Voltage Drop Prediction Model
Built an interpretable ML model predicting voltage drop before final test using upstream process data, achieving 25–30% error reduction with quantified uncertainty.
Overview
This project builds an interpretable pre-OCV2 prediction model for K-Value (voltage drop) using only upstream process data. The data is structured as one row per Cell ID sourced from an upstream SQL pull (~208 parameters), with filtering and redundancy analysis to reduce dimensionality and keep the model actionable.
Problem
K-Value is only known after later test steps (OCV2 process), but engineering teams need an earlier indicator to understand process drivers and flag risk. With 200+ upstream parameters (many redundant), the challenge was to build a valid model that:
- avoids leakage by using only data available pre-OCV2
- remains interpretable; which parameters matter, direction…
Model Creation
Defined modeling boundaries and data rules:
- Prediction point: before OCV2
- Allowed inputs: any measurements collected before OCV2
- Target: K-Value (voltage drop)
- Simplifications: removed reworks; only looked back to the start of the Cell ID
Reduced features and redundancy before modeling:
- Hard-filtered to keep upstream / non-administrative parameters
- Ran PCA to estimate effective dimensionality (no sharp elbow; ~20 PCs explain ~60% of variance in X)

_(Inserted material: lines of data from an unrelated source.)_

PR #2895, opened 2026-08-30
fix(chart): target the scheduler metrics port by name

mesutoezdil:
The scheduler monitor service hardcoded targetPort 9395 while the container port is derived from `scheduler.metricsBindAddress`, so changing only that value left the service pointing at a closed port and the ServiceMonitor target down with no error. This targets the named `metrics` port instead, so the service follows the configured bind address.

## Summary by CodeRabbit

* **Bug Fixes**
  * Updated the scheduler monitoring Service to target the named `metrics` port by default.
  * Monitoring traffic now follows the configured metrics endpoint rather than relying on a fixed port number.

* **Documentation**
  * Updated Helm chart values and monitoring guidance to reflect the new default monitoring target.
  * Clarified that the Service target follows the scheduler’s configured metrics bind address.

```release-note
The scheduler monitoring Service now targets the named metrics container port, so it follows scheduler.metricsBindAddress instead of a fixed 9395. Setting scheduler.service.monitorTargetPort still overrides it.
```

### DIFF
--- a/charts/hami/README.md
+++ b/charts/hami/README.md
@@ -139,7 +139,7 @@ This document provides detailed descriptions of all configurable values paramete
 | `scheduler.service.httpPort` | HTTP port | `443` |
 | `scheduler.service.schedulerPort` | Scheduler NodePort | `31998` |
 | `scheduler.service.monitorPort` | Monitor port | `31993` |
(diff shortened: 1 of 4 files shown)


archlitchi (approved):
/lgtm

PR #2898, opened 2026-08-30
fix(metrics): drop the constant container index label

mesutoezdil:
`PodManager` only stores each pod's collapsed device usage, one entry per device type, so `container_index` and `containeridx` were always 0 and two containers sharing a GPU landed in a single series that looked per container. This drops the label from the four vGPU allocation metrics and corrects the skill doc that told operators to pick a container by it.


archlitchi (approved):
/lgtm

PR #2900, opened 2026-08-30
fix(scheduler): preserve allocation slots for model-specific types

### LINKED ISSUE #2899: v2.10.0 drops init-container allocation slots on model-specific NVIDIA nodes
### What happened

HAMi v2.10.0 drops the leading allocation slot for an init container that does
not request a device when the node registers a model-specific NVIDIA type.

With one ordinary init container and two app containers requesting NVIDIA
vGPUs, the scheduler sees the correct three request rows:

```text
[{}, {"NVIDIA": ...}, {"NVIDIA": ...}]
```

but writes only two rows to the Pod annotation:

```text
hami.io/vgpu-devices-allocated=GPU-A,NVIDIA,2500,25:;GPU-B,NVIDIA,2500,25:;
```

The expected positional encoding is:

```text
hami.io/vgpu-devices-allocated=;GPU-A,NVIDIA,2500,25:;GPU-B,NVIDIA,2500,25:;
```

### Why this matters

The annotation is positional. Dropping the empty init slot shifts every app
container:

- container/device identity reported by `vgpu-monitor` is wrong;
- the last app container is absent from container metrics;
- after init completion, app-only scheduler accounting retained only one of the
  two app allocations in this reproduction, under-reporting live usage.

This was reproduced with real T4 workloads, not a hand-written annotation.
Both app containers were Running and each received a different GPU, while
`hami_container_device_utilization_ratio` exposed only one of them under the
wrong device identity.

### Environment

- HAMi: v2.10.0 (`4707fb02c91c545bc7343ce26dba4c32919f9a3e`)
- Kubernetes: k3s v1.36.4+k3s1
- GPU: NVIDIA Tesla T4
- registered node device type: `NVIDIA-Tesla T4`

Minimal Pod shape:

```yaml
spec:
  initContainers:
    - name: prepare
      image: busybox:1.36.1
      command: [sh, -c, 'echo ready']
  containers:
    - name: worker-a
      image: nvcr.io/nvidia/k8s/cuda-sample:vectoradd-cuda12.5.0-ubuntu22.04
      resources:
        limits:
          nvidia.com/gpu: 1
          nvidia.com/gpumem: 2500
          nvidia.com/gpucores: 25
    - name: worker-b
      image: nvcr.io/nvidia/k8s/cuda-sample:vectoradd-cuda12.5.0-ubuntu22.04
      resources:
        limits:
          nvidia.com/gpu: 1
          nvidia.com/gpumem: 2500
          nvidia.com/gpucores: 25
```

### Root cause and current master

In v2.10.0, empty init rows are padded using `nodeDeviceBaseTypes`, which
contains the model-specific key (`NVIDIA-Tesla T4`). `fitInDevices` stores the
real allocations under the request key (`NVIDIA`). `PatchAnnotations` encodes
the latter, so its init placeholder is missing.

Current master already avoids the mismatch: #2723 / `d961856d` introduced
`allocationTypeKeys`, the union of registered model types and request types.
This issue is therefore about guarding the exact regression and making the fix
available to v2.10 users, not proposing a second implementation.

### Suggested follow-up

1. Add a regression test with a model-specific node type, one non-GPU init
   container, and two generic NVIDIA app requests; assert the leading empty
   annotation slot and post-init accounting.
2. Backport the small request-type/model-type key-union and padding portion to
   the v2.10 patch line; the unrelated native-sidecar feature work from #2723
   does not need to move with it.

Nimbus318:
**What type of PR is this?**

/kind bug

Backports the allocation-type key union from #2723 to `release-v2.10`.

On v2.10.0, nodes can register a model-specific type such as
`NVIDIA-Tesla T4`, while NVIDIA requests and fitted allocations use the
generic `NVIDIA` key. Empty init or app container slots were padded only under
the model key, so the encoded `NVIDIA` annotation dropped those positions and
shifted device ownership between containers.

This change pads both registered and requested device-type rows. It adds one
regression test covering empty init and app slots and the final annotation wire
format. The unrelated native-sidecar changes from #2723 are intentionally not
included.

Fixes #2899

Current `master` already contains the functional fix through #2723; this is the
minimal patch-release backport.

Verification:

- `go test ./pkg/scheduler -count=1`
- `go test -race ./pkg/scheduler -run '^TestScoreNodePreservesSlotsForModelSpecificDeviceType$' -count=1`

```release-note
Fix allocation annotations on model-specific NVIDIA nodes so init and app container slots remain aligned.
```

### DIFF
--- a/pkg/scheduler/score.go
+++ b/pkg/scheduler/score.go
@@ -223,7 +223,23 @@ func applyPeakUsage(node *NodeUsage, appNodeCopy *NodeUsage, peakUsage map[strin
 	}
 }
 
-func allocateInitContainers(node *NodeUsage, nodeID string, resourceReqs device.PodDeviceRequests, task *corev1.Pod, nodeInfo *device.NodeInfo, baseTypes map[string]struct{}, numInitContainers int, peakUsage map[string]peakUsageSnapshot, weights util.DeviceScoringWeights) (device.PodDevices, bool, string) {
+// fitInDevices stores allocations under the request type (for example,
+// "NVIDIA"), while nodes may register a model-specific device type. Include
+// both sets of keys so empty container slots are added to every allocation row.
+func allocationTypeKeys(resourceReqs device.PodDeviceRequests, baseTypes map[string]struct{}) map[string]struct{} {
+	allocTypes := make(map[string]struct{}, len(baseTypes))
+	for typ := range baseTypes {
+		allocTypes[typ] = struct{}{}
+	}
+	for _, ctrReqs := range resourceReqs {
+		for _, req := range ctrReqs {
+			allocTypes[req.Type] = struct{}{}
+		}
+	}
+	return allocTypes
+}
+
+func allocateInitContainers(node *NodeUsage, nodeID string, resourceReqs device.PodDeviceRequests, task *corev1.Pod, nodeInfo *device.NodeInfo, allocTypes map[string]struct{}, numInitContainers int, peakUsage map[string]peakUsageSnapshot, weights util.DeviceScoringWeights) (device.PodDevices, bool, string) {
 	initAllocs := make(device.PodDevices)
 
 	for i, req := range resourceReqs {
@@ -231,7 +247,7 @@ func allocateInitContainers(node *NodeUsage, nodeID string, resourceReqs device.
 			break
 		}
 		if len(req) == 0 {
-			for typ := range baseTypes {
+			for typ := range allocTypes {
 				initAllocs[typ] = append(initAllocs[typ], device.ContainerDevices{})
 			}
 			continue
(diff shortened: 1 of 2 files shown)


Nimbus318:
Real-GPU backport validation passed on k3s `v1.36.4+k3s1` with two T4 nodes (1 GPU + 2 GPUs), using the exact image artifact from CI run [33341810424](https://github.com/Project-HAMi/HAMi/actions/runs/33341810424). Scheduler, device plugin, and monitor all ran image ID `sha256:48cb3a81dfc97c1ba1c35052544ffe89154eb03349d2c1e0618d8aa08032ef15`.

The reproduction pod had one device-less init container followed by two NVIDIA app containers. Observed after the fix:

- the allocation annotation preserved the leading empty slot: `;GPU-cfa...,NVIDIA,1536,10:;GPU-daca...,NVIDIA,1536,10:;`
- `data-worker` and `trainer` were allocated to the expected distinct UUIDs
- after the init container completed, scheduler `oldUsage -> newUsage` retained both app allocations
- raw HAMi metrics and WebUI-derived core/memory metrics contained both containers with non-zero samples
- the WebUI API returned both rows with the correct UUID, 10 cores, and 1536 MiB

All UAT pods remained `Running` with zero restarts.

archlitchi (approved):
/lgtm

archlitchi (approved):
/lgtm

PR #2912, opened 2026-08-31
fix(scheduler): bind cache readiness to leadership terms

### LINKED ISSUE #2911: fix(scheduler): bind cache readiness to leadership terms after failover
/kind bug

## What happened

In an HA deployment with multiple `hami-scheduler` replicas, cache readiness is tracked by a process-wide boolean and is not bound to a specific leadership term.

During a leadership transition such as A -> B -> A, a `register()` operation started during the first A term may finish after the scheduler has reacquired leadership. Its final `IsLeader()` check returns true, so it publishes `synced=true` even though the refresh belongs to an older leadership term.

A similar issue can occur when the observed Lease expires and later becomes valid again with the same holder identity. The scheduler does not currently represent this as a new leadership term.

## Expected behavior

Cache readiness should belong to the current leadership term.

After losing leadership or after a Lease expiry, the scheduler should remain unready until a complete cache registration has successfully completed in the new leadership term.

An old `register()` operation must not be able to publish readiness for a newer term.

## Reproduction

1. Deploy multiple scheduler replicas with leader election enabled.
2. Start a cache registration and block it during device discovery or node usage retrieval.
3. Change the Lease holder from replica A to replica B.
4. Change the Lease holder back to replica A before the original registration finishes.
5. Release the blocked registration.
6. Observe that the old registration can publish `synced=true` for the new leadership period.

The same behavior should also be tested with an expired Lease followed by a real renewal using the same holder identity.

## Root cause

The scheduler currently uses:

- A boolean `synced` state without a leadership generation.
- `IsLeader()` checks that only report the current Lease state.
- A `register()` final check that cannot distinguish the current term from a previous term.
- Lease observation timestamps that must not be refreshed by informer resync or metadata-only updates.

## Proposed solution

Introduce a process-local, opaque leadership term or session:

- Advance the term whenever the scheduler enters a new observed leadership term.
- Clear cache readiness when a term starts or ends.
- Capture the term at the beginning of `register()`.
- Publish readiness only if the captured term is still the current term.
- Treat Lease expiry followed by a real renewal as a new term, even when the holder identity is unchanged.
- Do not refresh Lease validity for informer resync or metadata-only updates.
- Keep leadership callbacks independent from the long-running registration lock.
- Reject new filter, bind, and NUMA refit requests unless the current term has completed cache synchronization.

## Scope

This issue covers term-aware cache readiness and admission of new requests.

It does not attempt to provide distributed fencing for requests that were already admitted, nor transactional rollback of external side effects already performed by `register()`.

## Acceptance criteria

- A -> B -> A cannot allow an old `register()` operation to publish readiness.
- Lease expiry followed by a real same-holder renewal starts a new term.
- Informer resync does not revive an expired Lease.
- Leadership-loss callbacks do not wait for the full registration refresh.
- New `/filter`, `/bind`, and `/refit` requests are rejected until the current term is synchronized.
- Tests cover A -> B, A -> B -> A, same-holder expiry and renewal, and callback ordering.

## Related issues and PRs

- #1954: hami-scheduler multi-copy deployment problem
- #1957: fix_leaderNotify Block
- #1553: Implementing leader-follower high availability using leader-election
- #2758: Add Prometheus metrics for scheduler leader and cache sync state

This issue is related to the failover problem in #1954, but addresses a different remaining race: stale cache registration results being reused across leadership terms.

Lcos-000:
/kind bug

Fixes a leadership-term race where scheduler cache readiness can be published by a stale `register()` operation after a leadership transition.

In an HA deployment, a registration started during leadership term A may finish after an A -> B -> A transition. Since the scheduler only checks the current leader status, the old registration can incorrectly set `synced=true` for the new leadership term.

This PR binds cache readiness to an observed, process-local leadership term.

Fixes #2911

## Changes

- Add a term-aware leadership state to the leader election package.
- Advance the leadership term when leadership is acquired, the holder identity changes, or an expired Lease is renewed, including same-holder renewal.
- Prevent informer resync and metadata-only Lease updates from extending Lease validity.
- Ensure stop/start callbacks are paired and ordered across term transitions.
- Replace the scheduler-wide synced boolean with a term-bound synced state.
- Prevent an old `register()` operation from publishing readiness for a newer leadership term.
- Keep leadership callbacks independent from the long-running registration lock.
- Reject new `/filter`, `/bind`, and `/refit` requests until the current leadership term has completed cache synchronization.
- Preserve the existing `LeaderManager` interface and add `TermAwareLeaderManager` for term-aware consumers.
- Add regression tests for A -> B -> A, same-holder Lease expiry and renewal, informer resync, callback ordering, and hostname-prefix collisions.

## Scope

This PR guarantees that cache readiness and new-request admission belong to the current observed leadership term.

This PR does not provide distributed fencing for requests that were already admitted. It also does not transactionally roll back external side effects already performed by `register()`, such as Kubernetes label updates, device cleanup, or local cache mutations.

Those behaviors require a separate design involving request cancellation, ownership tokens, resource-version preconditions, or node-lock fencing.

## Testing

- `go test ./pkg/scheduler/... ./pkg/util/leaderelection ./cmd/scheduler -count=1`
- `go test -short -race ./pkg/scheduler/... ./pkg/util/leaderelection ./cmd/scheduler -count=1`
- `go vet ./pkg/scheduler/... ./pkg/util/leaderelection ./cmd/scheduler/...`
- Leadership term tests passed with `-race -count=50`.
- Scheduler leadership tests passed with `-race -count=30`.
- `gofmt` and `git diff --check` passed.

The full repository test run still has two unrelated host-environment failures in NVIDIA hostpid/MIG tests.

## Related issues and PRs

- #1954: hami-scheduler multi-copy deployment problem
- #1957: fix_leaderNotify Block
- #1553: Implementing leader-follower high availability using leader-election
- #2758: Add Prometheus metrics for scheduler leader and cache sync state

This PR is related to #1954 and extends the existing #1957 fix. It addresses a separate remaining race involving stale cache registration results being reused across leadership terms.

## AI assistance disclosure

AI assistance was used for repository research and regression test authoring. The implementation and final changes were reviewed and validated with unit tests, race detection, and static analysis.

## Summary by CodeRabbit

* **Bug Fixes**
  * Scheduling requests now fail fast with clear errors when the scheduler is not the active leader or its cache is not synchronized.
  * Improved readiness handling prevents stale synchronization state from being restored after leadership changes.
  * Leadership detection now avoids incorrectly matching similarly named instances.
* **Tests**
  * Added coverage for leadership transitions, cache synchronization, readiness, and unavailable-scheduler request handling.

### DIFF
--- a/pkg/scheduler/routes/numa_refit_route_test.go
+++ b/pkg/scheduler/routes/numa_refit_route_test.go
@@ -17,7 +17,6 @@ limitations under the License.
 package routes
 
 import (
-	"context"
 	"encoding/json"
 	"net/http/httptest"
 	"strings"
@@ -65,13 +64,10 @@ func TestNumaRefitRoute_CacheNotSynced(t *testing.T) {
 		t.Fatalf("failed to marshal request: %v", err)
 	}
 
-	ctx, cancel := context.WithCancel(context.Background())
-	cancel() // cancel immediately so WaitForCacheSync fails fast instead of polling forever
-
-	req := httptest.NewRequest("POST", "/refit", strings.NewReader(string(body))).WithContext(ctx)
+	req := httptest.NewRequest("POST", "/refit", strings.NewReader(string(body)))
 	w := httptest.NewRecorder()
 
-	handler := NumaRefit(&scheduler.Scheduler{}) // zero value: synced defaults to false
+	handler := NumaRefit(newTestScheduler(t, false))
 	handler(w, req, nil)
 
 	if w.Code != 200 {
@@ -81,7 +77,30 @@ func TestNumaRefitRoute_CacheNotSynced(t *testing.T) {
 	if err := json.Unmarshal(w.Body.Bytes(), &response); err != nil {
 		t.Fatalf("failed to unmarshal response: %v", err)
 	}
-	if response.Succeeded || !strings.Contains(response.FailureReason, "context cancelled") {
+	if response.Succeeded || !strings.Contains(response.FailureReason, "scheduler cache is not synced") {
 		t.Errorf("expected cache-not-synced failure, got %+v", response)
+	}
+}
+
+func TestNumaRefitRoute_NotLeaderFailsFast(t *testing.T) {
+	body, err := json.Marshal(device.NumaRefitRequest{PodUID: "uid"})
+	if err != nil {
+		t.Fatalf("failed to marshal request: %v", err)
+	}
+
+	req := httptest.NewRequest("POST", "/refit", strings.NewReader(string(body)))
+	w := httptest.NewRecorder()
+	handler := NumaRefit(newTestScheduler(t, true))
+	handler(w, req, nil)
+
+	if w.Code != 200 {
+		t.Fatalf("expected HTTP 200 with in-band error, got %d", w.Code)
+	}
+	var response device.NumaRefitResponse
+	if err := json.Unmarshal(w.Body.Bytes(), &response); err != nil {
+		t.Fatalf("failed to unmarshal response: %v", err)
+	}
+	if response.Succeeded || !strings.Contains(response.FailureReason, "scheduler is not leader") {
+		t.Errorf("expected not-leader failure, got %+v", response)
 	}
 }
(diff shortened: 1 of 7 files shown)


Lcos-000:
Superseded by #2913, which contains the same change on a signed commit so the DCO check can pass.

- Used PCA loadings and correlation clustering to identify groups of redundant parameters and guide selection/engineering
Modeled with a deployment-like validation scheme:
- Temporal split using OCV2 time (70% train / 15% validation / 15% test; oldest → newest)
- Metrics: RMSE (primary) and MAE (secondary)
Baselines and models evaluated:
- Mean predictor baseline
- Single-feature linear regression using the most correlated upstream parameter (SM_LASSC_PR001)
- Multivariate ridge regression (multiple alpha values)
Confidence/uncertainty:
- Computed residual standard deviation from the linear model to form practical prediction intervals.
Model Performance
Demonstrated a stable pre-OCV2 signal vs “do nothing”:
- Mean baseline (test): RMSE ~0.0011, MAE ~0.0008
- Best single-feature linear (test, SM_LASSC_PR001): RMSE ~0.0008, MAE ~0.0006
- ~25–30% error reduction from a single upstream parameter (15-day window)
Verified on a much larger time window / dataset: Data expanded from 151,271 → 341,665 rows Over ~3 months:
- Mean baseline (test): RMSE ~0.0010, MAE ~0.0008
- Best single-feature linear (test): RMSE ~0.0007, MAE ~0.0005
Ridge (multiple α): RMSE ~0.0007, MAE ~0.0005 (no meaningful gain beyond the dominant feature)
Prediction uncertainty (linear model):
- Residual std dev ≈ 0.000820
- Approx intervals:
- ~68% within ±0.00082
- ~95% within ±0.00164
Future Improvement
There are multiple improvements that can be made to the model, including:
- Getting more upstream features
- Get time duration in previous processes
- Check whether the model works differently when this key input (SM_LASSC_PR001) is low versus high
- Ensure the model can take messy data and return same quality
Gallery
Linear relationship between K_Value (target) and the dominant upstream predictor (SM_LASSC_PR001).
Residual distribution for the linear model (used to estimate prediction uncertainty).
Linear model overlay on test data showing generalization on the most recent period.
Code Repository
Due to proprietary production data, source code is not publicly available.